Items from a data source:
↓
PR #1410, opened 2018-09-13
add default value to doc

fumihwh:


fumihwh:
@houseroad 
Maybe remove the existing description of default value is a good idea to avoid duplicating?

houseroad:
@fumihwh that will be great, could you do that?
↑
PROBLEM STATEMENT -
What is needed is every line from the data above that includes the string "value", copied out.

SOLUTION TO THE PROBLEM -
add default value to doc
Maybe remove the existing description of default value is a good idea to avoid duplicating?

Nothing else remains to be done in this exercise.